As a misanthrope, I really don't understand racism. Actually, that's not true. I understand it, I just think that it's the height of intellectual laziness. Hating someone on the basis of the race, religion, gender or who they fuck just shows that you're not motivated enough to get to know somebody well enough to loathe them on a truly personal, individual basis. I'm 41 years old. I've hated a lot of people for a long time. My contempt is precious to me and I don't like to waste it on life's trivialities.
On the other hand, I try not to leave the house unless getting laid is a virtual certainty. I also haven't been in a library since I was in college, twenty years ago. I have more than enough books to keep me occupied and I have Al Gore's fabled interwebs. They keep me company and inspire some of the most frenzied onanism you could ever hope to see.

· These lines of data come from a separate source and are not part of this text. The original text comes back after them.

PR #522, opened 2022-09-01
463 email conf

### LINKED ISSUE #463: Automatically send open access reminder emails weekly
- Should be timed so imports have all run just before the email goes out. 
- Emails should not go out if the most recent OA Button and/or Unpaywall imports failed or have a certain amount of errors.
- Sending these weekly is ideal for smoothing out the workload on answering support tickets. However, we may want to be able to cancel them for a particular week if there are vacations or holidays.
- Ideally the auto-deduplication (#468 ) would run before each email batch.
- It would be nice to cap the total number of emails that can be sent in one week. Otherwise, we'll send a very large batch exactly six months after the last large batch.

ajkiessl:
-Adds a singleton OaNotificationSetting class to configure the email cap for OA emails and toggle emailing on and off. 
-Implements the email cap and on/off switch
-Adds a rake task for running OA email task with the cap

closes #463

### DIFF
--- a/spec/component/models/oa_notification_setting_spec.rb
+++ b/spec/component/models/oa_notification_setting_spec.rb
@@ -49,9 +49,16 @@ RSpec.describe OaNotificationSetting, type: :model do
 
   describe 'validation' do
     context 'when creating a record when another already exists' do
-      it 'raises an error' do
+      it 'raises a RecordNotUnique error' do
         described_class.instance
-        described_class.create email_cap: 100, is_active: true
+        expect { described_class.create email_cap: 100, is_active: true, singleton_guard: 0 }
+          .to raise_error ActiveRecord::RecordNotUnique
+      end
+    end
+
+    context 'when creating a record with a singleton_guard that is not 0' do
+      it 'raises a RecordInvalid error' do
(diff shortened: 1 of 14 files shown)


spec/component/models/oa_notification_setting_spec.rb
```diff
@@ -0,0 +1,58 @@
...
+        expect(described_class.not_active?).to be true
+      end
+    end
+  end
+
+  describe 'validation' do
+    context 'when creating a record when another already exists' do
+      it 'raises an error' do
+        described_class.instance
+        described_class.create email_cap: 100, is_active: true
```
banukutlu, line 54: @ajkiessl We need an expect here, right?

banukutlu (changes requested):
overall looks very nice 👌🏻. I just have one comment in one of the specs.

spec/component/models/oa_notification_setting_spec.rb
ajkiessl: Oh whoops yeah

banukutlu (approved):
looks great 👌🏻  :shipit:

Which, in a roundabout way, brings me to Alexandra Wallace. Apparently, she's a political science major at UCLA - two well-known symptoms of being an idiot - and has a titanic hard on for Asians. So she did what modern man is currently most famous for ... she put her thoughts on YouTube.
Having heard that Miss Wallace's video caused quite the brouhaha this week, I tried watching it. I really did. But other than noticing that she did a reasonable Rush Limbaugh impression, I sort of zoned out after about three seconds.

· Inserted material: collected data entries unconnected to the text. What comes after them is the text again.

PR #524, opened 2022-09-02
updates webmock

whereismyjetpack:
I noticed that the version of webmock we were using was yanked, so I updated it.


Gemfile.lock
```diff
@@ -680,4 +680,4 @@ DEPENDENCIES
   webpacker
 
 BUNDLED WITH
-   2.3.8
+   2.3.7
```
ajkiessl, line 683: This probably won't affect anything, but we should try not to reduce bundle versions if we don't need to.

whereismyjetpack: Good Catch. I'll patch that up

ajkiessl (approved):

PR #528, opened 2022-09-06
482 submit a url

### LINKED ISSUE #482: Edit language on "Submit a URL" box
Current text on the "Submit a URL" box on the user-facing publication page is as follows:

> If an open access version of your publication is already available anywhere on the public web, then please submit the URL here. This should be a full and valid URL that points directly to a publicly accessible copy of your publication. 

I've learned that some users are submitting URLs that they believe aren't behind a paywall (because they access them seamlessly on campus or on the VPN) but actually are. I'd like to add text like the following, at the end of the text above:

> Not sure whether your URL is publicly accessible? Use [Open Access Button](https://openaccessbutton.org/) to check, and contact us (openaccess@psu.edu) with questions.

Smullz622:
Updated language on "submit a url" box on the edit publications page and added links to Open Access Button & contact us. fixes #482

### DIFF
--- a/app/views/open_access_publications/edit.html.erb
+++ b/app/views/open_access_publications/edit.html.erb
@@ -50,7 +50,9 @@
           <p>
             If an open access version of your publication is already available anywhere on the public web,
             then please submit the URL here. This should be a full and valid URL that points directly
-            to a publicly accessible copy of your publication.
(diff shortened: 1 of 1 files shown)


banukutlu (approved):
looks good, 👏🏻  for the first PR in this repo 🍻

ajkiessl (approved):
Looks good! 🎉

This is because Allie is a really cute blonde with big fake tits. I've had girls like that threaten to kill me and I did nothing more than nod and smile. It might be hypnosis, the dull throbbing in my crotch, or some twisted and wrong combination of the two. If you're a really cute blonde with big fake tits, I probably won't notice anything other than that you're a really cute blonde with big fake tits. The racism escaped me, but so did practically everything else. Except the Limbaugh impression. No one should do that.

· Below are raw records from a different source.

PR #538, opened 2022-09-13
465 update edited data

### LINKED ISSUE #465: Publications that have been edited by admins have outdated data
As I understand it, RMD freezes data in a publication record if the record has been edited by an admin. This includes edits made during the manual de-duplication process. I've noticed a lot of records get stuck with a status of "In Press" because of this. On its own, that may not be a big problem, but I'm wondering if there are other data integrity problems related to this "freezing."

@ajkiessl

Smullz622:
changed ai and pure importers to check imported publication status and update existing pub status accordingly. fixes #465 
Updated a lot of existing tests with :count checks since new test publications were added to the ai xml and pure json

### DIFF
--- a/app/importers/activity_insight_importer.rb
+++ b/app/importers/activity_insight_importer.rb
@@ -230,20 +230,19 @@ class ActivityInsightImporter
       else
         # If the publication has been updated by an admin, we only want to
         # overwrite a subset of its attributes.
+        #byebug
         pub_record.update!(always_update_pub_attrs(ai_pub))
       end
     end
 
     def always_update_pub_attrs(pub)
-      {
-        activity_insight_postprint_status: pub.activity_insight_postprint_status
-        if pub.published?
-          status: pub.status
-        end
-        title: pub.title
-                #check if published, if so don't update; otherwise update
-                #instead check if import pub status is published?
-      }
+      attrs = {}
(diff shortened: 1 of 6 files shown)


ajkiessl:
We'll have to consider what system (AI or Pure) we want to give preference for titles, or we'll want to only update titles when a publication does not have multiple imports.  Otherwise, we'll end up in a situation where we'll have Pure data in the title on the weekends, and AI data for the rest of the week.  We tend to give preference to Pure, like in the `PublicationMergeOnDoiPolicy`, so we could only update the title during the AI import if there isn't a Pure import attached.  We'll also want to consider what happens when there are multiple AI imports.  They could have slightly different titles, so the titles will change as they get imported and then stick on the last one.  This will happen everyday during import.  

@anaelizabethenriquez Perhaps it would be best to not allow the title to update if there are more than one associated imports?  Or only allow the title to update during the Pure import, so that Pure would be given preference?  We would then also want to update titles for any publication that only has one associated import record from AI.  This is for issue #465 .

anaelizabethenriquez:
@ajkiessl I think it would be best to "allow the title to update during the Pure import, so that Pure would be given preference" and also "update titles for any publication that only has one associated import record from AI."

ajkiessl (approved):
Looks good!  I think we've covered every permutation here... and then some 😅 .  Thanks!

To be fair to myself, I'm like that a lot with pretty girls. When Brampton MP Ruby Dhalla was accused of running a human slavery ring out of her mom's basement, I defended her because she's really hot. And I should point out that things like organized human slavery usually upsets me quite a bit. I might just be a really shallow fellow. I try not to be, but the evidence that I'm failing is pretty irrefutable at this point.
But there is a bright side to all this unpleasantness. I managed to learn something from Miss Wallace even though I didn't really hear a word that she said. I abhor racism because it's lazy. But if you absolutely insist on being a racist, like everybody tells me Alexandra is, try to be a really cute blonde with big fake tits. Then I won't notice. And when I don't notice stuff, that's when the healing can begin.
Come to think of it, if everyone were just a little more like me, we'd be better off as people.